UK employment data remains robust, the economy added 95,000 jobs in June. The proportion of the workforce on the furlough scheme, which is due to end in September, remained steady at around 7%, but with job vacancies at record highs it seems likely that the scheme should be able to wind down successfully, which may help alleviate some of the labour constraints the economy is currently facing.
UK inflation (CPI) declined slightly in August to 2.0% year on year, however this is expected to be only a temporary pause. With inflation concerns escalating, the Bank of England outlined the sequence by which it will withdraw its policy support. The plan will see the Bank cease to reinvest proceeds from maturing government bonds once interest rates reach 0.5%. They will then consider actively selling bonds when interest rates reach 1.0%.
Having started its reopening and vaccination programmes later, Europe is slightly behind the US and the UK on the road to normalisation. Economic data was strong in August, with both the manufacturing and services sectors expanding strongly. However, momentum has eased slightly and Europe is now possibly at its peak rate of growth, a few months behind the US and UK. Although the spread of the Delta variant of the virus has caused cases in Europe to rise rapidly, denting consumer confidence, over 70% of the population are now vaccinated and hospitalisation rates have remained much lower than in previous waves.
Emerging market equities have been largely driven by events in China recently. The regulatory changes introduced by the Government continued through August with a widening number of industries and sectors impacted negatively. Continued volatility can be expected as a result of further Chinese regulatory efforts as attention appears to be turning to social issues at the expense of capital markets. China has also had to deal with the arrival of the Delta variant, which thus far appears to have been contained at the cost of mobility and some economic activity. Cases in India remain low despite a rebound in mobility, but outside of China and India, the slow pace of emerging market vaccinations has left many countries vulnerable to the Delta variant.
The global reopening has continued but as expected, a number of the countries at the forefront are now seeing the rates of their recoveries start to slow. The Delta variant continues to pose a risk to the global outlook, but for developed economies, this is more likely to be in the form of supply constraints rather than further lockdowns.
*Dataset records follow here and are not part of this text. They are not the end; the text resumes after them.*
Issue #480, opened 2026-09-18
Skill-builder: never call a governed API from a script; use the governed operation


initializ-mk:
## Problem
When a skill targets an **admitted/governed** API, the skill-builder scaffolds a `runtime: script` that calls the API **directly** (e.g. `curl`/`urllib` with `x-api-key`) and declares the governed `token_env` in `requires.env`. That can never work at runtime: Forge deliberately **withholds a governed tool's `token_env` from script skills** (anti-PDP-bypass), so the script fails with `skill command error: {"error": "missing <TOKEN>"}` even though the secret is present.

Root cause (the withholding is correct + intentional):
- `forge-cli/runtime/runner.go:4181` `governedToolTokenEnvs()` collects `token_env` from every `apis.servers[]` + `mcp.servers[]`.
- `forge-cli/runtime/runner.go:~3728` filters the skill-exec env with `withoutEnvNames(envVars, governedToolTokenEnvs(...))` — a script holding the token could call the API and bypass the PDP.

## Field repro
Sportradar NFL agent (`agt-1789739042911012417`): API admitted as a governed `apis:` server (`token_env: API_SPORTRADAR_NFL_TOKEN`); skill-builder generated `nfl-weekly-briefing.sh` that `curl`s Sportradar reading the same env var → `missing API_SPORTRADAR_NFL_TOKEN`.

## Ask
The skill-builder should understand governed APIs:
1. For a governed API, generate a skill that **calls the governed operations** (`<server>__<op>`, e.g. `getSeasonSchedule`) — Forge injects auth + the PDP governs the call.
2. A script may still be used for **post-processing**, but it must operate on the **fetched data passed as input**, and must **never** read the governed `token_env` or make the API call itself.
3. Don't scaffold `requires.env` with a governed `token_env` (it will always be stripped → confusing "missing token" failures).

## Note
The conversational skill-builder generator lives in agent-builder (`api/skillbuilder_generate.go`); the fix may span both repos. Filed here per the forge-side contract (governed-token withholding is the forge behavior driving this).

initializ-mk:
The generator fix lives in agent-builder: initializ/agent-builder#207 (skill-builder should use governed operations, never scaffold a token-reading script for a governed API). This forge issue tracks the contract side (governed-token withholding) that makes the mis-generated script fail.

initializ-mk:
Resolved — both halves are done:

- **Forge side** (this repo) — merged in PR #496:
[...]

PR #496, opened 2026-09-19
feat(skill-builder): never script a governed API; call the operation (#480)

initializ-mk:
Addresses #480 (the forge-side pieces; the conversational generator lives in agent-builder).

## Problem
When a skill targets a **governed** API, the skill-builder scaffolded a `runtime: script` that calls the API directly (`curl`/`x-api-key`) and declared the governed `token_env` in `requires.env`. That can never work: Forge deliberately **withholds a governed tool's `token_env` from scripts** (anti-PDP-bypass), so the script fails with a confusing `missing <TOKEN>` even though the secret is present. (Field repro: the Sportradar NFL agent.)

The withholding is **correct and stays.** Two forge-side fixes:

## 1. Forge's own skill-builder learns the rule
`skillBuilderSystemPrompt` (forge-ui) gains a **"Governed API Operations"** section: for a governed API, instruct the agent to call the `<server>__<op>` operation (Forge injects auth, the PDP governs the call); never `curl`/`http_request` the host or put its `token_env` in `requires.env`; a helper script may only **post-process** data the agent already fetched (its `$1` input) — never hold the token or make the API call. Mirrored **byte-identically** into `.claude/skills/forge-skill-builder.md` and the embedded surface-knowledge copy (`make sync-knowledge`); the three sync tests pass.

## 2. Runtime diagnostic instead of a silent strip
When a governed `token_env` is stripped from a skill's declared `requires.env` (`runner.go`), forge now logs a clear, actionable warning — naming the skill, the withheld env, and the fix (call `<server>__<op>`) — instead of the silent strip that later surfaces as the misleading `missing <TOKEN>`. New `governedEnvCollisions` helper + test.

## Tests
- `TestGovernedEnvCollisions` (sorted/deduped intersection; the field-repro case; well-formed skill; empty governed set).
- Existing `governedToolTokenEnvs` / `withoutEnvNames` tests unchanged.
- Skill-builder prompt sync tests (forge-ui + surface) green.

## Out of scope
The conversational generator (`api/skillbuilder_generate.go`) is in **agent-builder**, not this repo — this PR is the forge-side contract (the withholding), the forge skill-builder's rules, and the diagnostic.

Four modules build, tests pass, `golangci-lint` clean.


forge-ui/skill_builder_context.go
```diff
@@ -114,6 +114,15 @@ Rules:
...
+
+- A governed API's token is deliberately **WITHHELD from skill scripts** (anti-PDP-bypass). A script that reads it and ` + "`" + `curl` + "`" + `s the API can NEVER work — the token is stripped, so the script fails with a confusing ` + "`" + `missing <TOKEN>` + "`" + ` even though the secret is configured.
+- So do NOT put a governed API's ` + "`" + `token_env` + "`" + ` in ` + "`" + `requires.env` + "`" + `, and do NOT ` + "`" + `curl` + "`" + ` / ` + "`" + `http_request` + "`" + ` its host — instruct the agent to call ` + "`" + `<server>__<op>` + "`" + ` instead.
+- A helper script MAY still POST-PROCESS data the agent already fetched via the governed operation, but it operates ONLY on that data passed as its ` + "`" + `$1` + "`" + ` input — it must never hold the token or make the API call itself.
```
initializ-mk: **Minor (non-blocking):** the `$1` input convention here is *prescriptive guidance* to the generator, not a contract Forge enforces — runner.go doesn't mandate `$1` for skill scripts. That's fine as written (it steers the generator toward the right shape), just flagging that a generated script using stdin or a different arg is equally valid, as long as it never holds the token or makes the call. Could soften to "passed as input (e.g. `$1`)" to avoid implying a hard contract.

forge-cli/runtime/runner.go
```diff
@@ -3975,7 +3976,20 @@ func (r *Runner) registerSkillTools(reg *tools.Registry, proxyURL string, socksU
...
 			// with the token could bypass the PDP; see governedToolTokenEnvs).
-			envVars = withoutEnvNames(envVars, governedToolTokenEnvs(r.cfg.Config))
+			// If a skill DECLARED a governed token in requires.env, that is the
+			// #480 misconfiguration: the strip below is correct, but the script's
+			// direct API call would then fail with a confusing "missing <TOKEN>"
+			// (the secret is present, just withheld). Surface a clear, actionable
+			// diagnostic instead of letting it fail silently downstream.
+			governedEnvs := governedToolTokenEnvs(r.cfg.Config)
+			if withheld := governedEnvCollisions(envVars, governedEnvs); len(withheld) > 0 {
+				r.logger.Warn("skill requires a governed API token that is WITHHELD from scripts (anti-PDP-bypass); call the governed operation instead of the API directly", map[string]any{
```
initializ-mk, line 3986: **Minor (non-blocking):** this fires once per `registerSkillTools` call — if that runs more than once in a process lifetime, the same misconfig warns repeatedly. Acceptable for a config-error diagnostic; if it proves noisy we could dedupe (once per skill name). No change needed now.

initializ-mk (commented):
## Self-review — verified against source (head `32c4618`) ✅

Reviewed the diff line-by-line against the branch. This is correct and safe to merge; posting as a COMMENT (own PR).

**Correctness confirmed:**
- The security-critical withholding is **unchanged** — the strip is byte-for-byte identical (`governedToolTokenEnvs` just hoisted to a local `governedEnvs`); this PR only *adds* a diagnostic, so there's no behavioral regression.
- `envVars` at that point is a list of env **names** (from `ForgeReqs.Env.Required/OneOf/Optional`), so the new `governedEnvCollisions` check and the existing `withoutEnvNames` strip use the same list + same governed set — the warning fires **exactly when** a token will be stripped (no false pos/neg).
- `governedEnvCollisions` is right: sorted, de-duped intersection, `nil` on empty governed set. `TestGovernedEnvCollisions` covers the field repro, multi/dedup, well-formed, and empty-governed cases.
- `logger.Warn(string, map[string]any)` matches existing call sites; the two `.md` copies are byte-identical and the `.go` embed is enforced by the (green) sync tests.
- Scope is correct — the conversational generator (agent-builder) is rightly deferred.

Two minor, **non-blocking** notes inline below. CI fully green.

initializ-mk:
Thanks — both notes were non-blocking; addressed the first, leaving the second per your call.

**Note 1 (`$1` wording) — fixed in `26dfcbb`.** Softened to "operates ONLY on that data passed as its input (e.g. `\$1`)" so the prompt steers the generator toward the right shape without implying Forge enforces a `$1` contract (a script using stdin/another arg is equally valid, as long as it never holds the token or makes the call). Applied across the system prompt + both synced copies; sync tests green.

**Note 2 (per-`registerSkillTools` warn repetition) — leaving as-is.** As you noted it's acceptable for a config-error diagnostic and needs no change now. If it proves noisy in a reload-heavy `serve`, deduping once per skill name is a trivial follow-up.

initializ-mk (commented):
## Re-review — commit `26dfcbbb` ✅ notes addressed

Verified against source.

- **Note 1 (`$1` convention) — fixed exactly as suggested.** `passed as its `$1` input` → `passed as its input (e.g. `$1`)`, so it now reads as illustrative guidance rather than a Forge-enforced contract. Applied consistently to **all three copies** (`.claude/skills`, `forge-cli/internal/surface/knowledge`, and the `forge-ui` `.go` embed); the two `.md` copies are byte-identical, so the sync tests hold.
- **Note 2 (warning fires per `registerSkillTools` call)** — correctly left unchanged; I'd flagged it as "no change needed now," and it's a non-issue for a config-error diagnostic.

Docs-only wording change — no behavioral impact. CI green (Test/Integration finishing, no failures).

**Verdict: both review notes resolved — LGTM.** Still needs a second reviewer to satisfy branch protection before merge.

While uncertainty has increased, it seems unlikely to derail the recovery, although recent economic data indicates that the easiest part of the reopening is now behind us. So while room for further gains from equity markets exists greater selectivity is likely to be required along with suitable levels of diversification.
|2021 Year to Date|
|FTSE World ex-UK (GBP)||+17.53%|
|FTSE Actuaries UK Conventional Gilt All Stocks||-4.00%|
|FTSE Actuaries/ UK Index-Linked All Stocks||+4.49%|
Total returns to 08/09/2021
|Bank of England Base Rate||0.10%|
|Inflation (Retail Price Index)*||3.80%|
* July 2021
Source of data: FE Analytics, www.bankofengland.co.uk, www.ons.gov.uk The content contained in this article represents the opinions of MacIntosh & James Partners Ltd. The commentary in no way constitutes a solicitation of investment advice and should not be relied upon in making investment decisions. Past performance is not a reliable indicator of future results. The value of your investments can fall as well as rise and are not guaranteed.